Sunday, 17 May 2009

The Variation of Tomato Plants Under Different Windowsill Pots

In 1868, Charles Darwin published a book entitled ‘The Variation of Animals and Plants Under Domestication’. 141 years later and I’m publishing a blog entry entitled ‘The Variation of Tomato Plants Under Different Windowsill Pots’. I may not be an internationally-renowned naturalist (and I may not have an impressive Darwinian beard), but I have been monitoring the progress of my tomato plants with an impassioned eye that Mr Darwin would surely be proud of.

If you root around in my early blog entries from April, you’ll see that I planted my tomato plants from seed, in a few different seed trays. Since then, I’ve re-potted the majority of these plants into pots, typically one to a pot.

However, I’ve also left one seed tray intact to this day and also planted some instances of 2-3 tomato plants to a pot. I lined the plants up for the photo at the top of this gardening blog entry (they look suspiciously like a tomato identity parade!) and found some interesting results.

Expectedly, the tomato plants that have fared the best are the plants that have been planted one to a pot – illustrated here by the plant on the far right. The leaves are clear, defined and several branches are forming. The tomato plants that have spent their entire six-week life in the seed tray have also fared extremely well – interesting, considering they only have approximately an inch of soil to grow in and their roots must be all fighting for the same small space.

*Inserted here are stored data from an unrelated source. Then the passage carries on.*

Issue #13074, opened 2020-09-16
Failed to add more webhook by API with name absent


danfengliu:
As you can see, no name in API paylod, but it will be success in the 1st record creation, after that there will be failure for posting a webhook without name in payload, please reference error log below. In UI operation, webhook name is an essential option, is webhook name an essential option by design?

**API with Payload:**
/api/v2.0/projects/$project_id/webhook/policies

{'targets': [{'type': 'http', 'address': 'https://2.2.2.2', 'skip_cert_verify': False, 'auth_header': 'bbb'}], 'event_types': ['DELETE_ARTIFACT', 'PULL_ARTIFACT', 'PUSH_ARTIFACT', 'DELETE_CHART', 'DOWNLOAD_CHART', 'UPLOAD_CHART', 'QUOTA_EXCEED', 'QUOTA_WARNING', 'REPLICATION', 'SCANNING_FAILED', 'SCANNING_COMPLETED'], 'enabled': False}

**Error Log:**
```
Sep 15 11:51:06 172.23.0.1 proxy[5980]: 10.158.214.76 - "POST /api/v2.0/projects/35/webhook/policies HTTP/1.1" 500 66 "-" "python-requests/2.18.4" 0.011 0.012 .
Sep 15 11:51:06 172.23.0.1 core[5980]: 2020-09-15T11:51:06Z [ERROR] [/server/error/error.go:53]: {"errors":[{"code":"INTERNAL_SERVER_ERROR","message":"failed to create the notification policy: pq: duplicate key value violates unique constraint \"notification_policy_name_key\""}]}
```

**Harbor Version:**
V2.0

mmpei:
policy name is unique in global. it is an identity of notification policy for user. so this action is in our design. and actully this is an optimization in v2.0.

reasonerjt:
@mmpei can you cherrypick the change in 2.1 to 2.0.x?

PR #13462, opened 2020-11-06
Fix for duplicate webhook policy name (#12729 #13074)

tedgxt:


make/migrations/postgresql/0031_2.0.3_schema.up.sql
```diff
@@ -49,4 +49,9 @@ UPDATE artifact AS art
...
    repository_id=art.repository_id
    FROM artifact as art
-   WHERE tag.artifact_id=art.id AND tag.repository_id!=art.repository_id;
\ No newline at end of file
+   WHERE tag.artifact_id=art.id AND tag.repository_id!=art.repository_id;
+
+/*remove the constraint for name in table 'notification_policy'*/
+ALTER TABLE notification_policy DROP CONSTRAINT notification_policy_name_key;
+/*add union unique constraint for name and project_id in table 'notification_policy'*/
+ALTER TABLE notification_policy ADD UNIQUE(name,project_id);
```
wy65701436, line 57: we should consider about the migration path: v2.0.0 - v2.0.4 - v2.1.0, these two lines will be executed twice.

The first line is idempotent, but the second line is not. It will generate two indexes like:


```
Indexes:
    “notification_policy_pkey” PRIMARY KEY, btree (id)
    “notification_policy_name_project_id_key” UNIQUE CONSTRAINT, btree (name, project_id)
    “notification_policy_name_project_id_key1” UNIQUE CONSTRAINT, btree (name, project_id)
```

reasonerjt:
Closing as we decided it's a won't fix in v2.0.x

The tomato plants that are faring the worst however (although still growing) are the 2-3 to a pot examples. They have remained very small – roughly half the size of their fruity friends – and don’t seem to be growing very fast at all. It’s interesting, considering that these plants have more compost and room per plant than the ones in the seed trays, yet the latter have continued to fare significantly better.

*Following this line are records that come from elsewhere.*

PR #13472, opened 2020-11-09
add robot account version 2 controller

wy65701436:
the controller is for the enhanced robot account

### DIFF
--- a/src/controller/robot/controller.go
+++ b/src/controller/robot/controller.go
@@ -1,0 +1,343 @@
+package robot
+
+import (
+	"context"
+	"fmt"
+	rbac_common "github.com/goharbor/harbor/src/common/rbac"
+	"github.com/goharbor/harbor/src/common/utils"
+	"github.com/goharbor/harbor/src/core/config"
+	"github.com/goharbor/harbor/src/lib/errors"
+	"github.com/goharbor/harbor/src/lib/log"
+	"github.com/goharbor/harbor/src/lib/q"
+	"github.com/goharbor/harbor/src/pkg/permission/types"
+	"github.com/goharbor/harbor/src/pkg/project"
+	"github.com/goharbor/harbor/src/pkg/rbac"
+	rbac_model "github.com/goharbor/harbor/src/pkg/rbac/model"
+	robot "github.com/goharbor/harbor/src/pkg/robot2"
+	"github.com/goharbor/harbor/src/pkg/robot2/model"
+	"time"
+)
+
+var (
+	// Ctl is a global variable for the default robot account controller implementation
+	Ctl = NewController()
+)
+
+// Controller to handle the requests related with robot account
+type Controller interface {
+	// Get ...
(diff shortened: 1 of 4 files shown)


src/controller/robot/controller.go
```diff
@@ -0,0 +1,316 @@
...
+	"github.com/goharbor/harbor/src/pkg/rbac"
+	rbac_model "github.com/goharbor/harbor/src/pkg/rbac/model"
+	robot "github.com/goharbor/harbor/src/pkg/robot2"
+	"github.com/goharbor/harbor/src/pkg/robot2/model"
+	"time"
+)
+
+var (
+	// Ctr is a global variable for the default robot account controller implementation
+	Ctr = NewController()
```
heww, line 23: The default global controller name is usually `Ctl` here.

src/controller/robot/controller.go
```diff
@@ -0,0 +1,316 @@
...
+)
+
+// Controller to handle the requests related with robot account
+type Controller interface {
+	// Get ...
+	Get(ctx context.Context, id int64, option *Option) (*Robot, error)
+
+	// Create ...
+	Create(ctx context.Context, r *Robot) (*Robot, error)
```
heww, line 32: Can we only return the id of the new created robot account? When the API handler want to know the secret of the created robot account, it can call the `Get` method of the controller.

heww, line 32: Can we only return the id of the new created robot account? When the API handler wants to know the secret of the created robot account, it can call the `Get` method of the controller.

wy65701436: API will use the robot attribute to wrap a object and add it into the response body.

wy65701436: API will use the robot attribute to wrap a object and add it into the response body.

heww (approved):

src/controller/robot/controller.go
```diff
@@ -0,0 +1,343 @@
...
+			})
+			if err != nil {
+				return err
+			}
+		}
+	}
+	return nil
+}
+
+func (d *controller) populate(ctx context.Context, r *model.Robot, option *Option) (*Robot, error) {
```
stonezdj, line 200: Fetch or attach is better than populate, on auth mod, the populate often involves data migrate, such as populateGroup, populateUser, current case only retrieves the information.

src/controller/robot/controller.go
```diff
@@ -0,0 +1,343 @@
...
+	}
+	return robotID, nil
+}
+
+// Delete ...
+func (d *controller) Delete(ctx context.Context, id int64) error {
+	if err := d.robotMgr.Delete(ctx, id); err != nil {
+		return err
+	}
+	if err := d.rbacMgr.DeletePermissionsByRole(ctx, ROBOTTYPE, id); err != nil {
```
stonezdj, line 120: DeletePermissionsByRole is not a proper function name, it seems it need to take the role or role_id as the parameter, deletePermissions is OK

stonezdj (approved):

I’m not sure what all this means from a botanical or a horticultural point of view (shame Charles Darwin isn’t at hand to ask), but what I will say for all amateur gardeners looking to grow tomato plants or vegetables in London or big cities, is that the best results (so far) come from planting a tomato plant in its own individual pot. Now to transport them into grow bags…


  1. I also have only a small balcony and am hoping to grow some veggies there, so thanks for the advice! (:

  2. Hi Shelly - I just hope the advice is useful! I'm no gardening guru, but hopefully I can point out pitfalls to avoid for budding balcony gardeners!

  3. Callum: interesting experiment. But experimental groups are very small...

  4. Hi Julius,

    I'm well aware that as far as experiments go, this is indeed, far too small a group; rather than trying to offer any real insight, I thought I'd simply comment on the occurances I'm seeing with my tomatoes. The Darwinian references are purely tongue-in-cheek!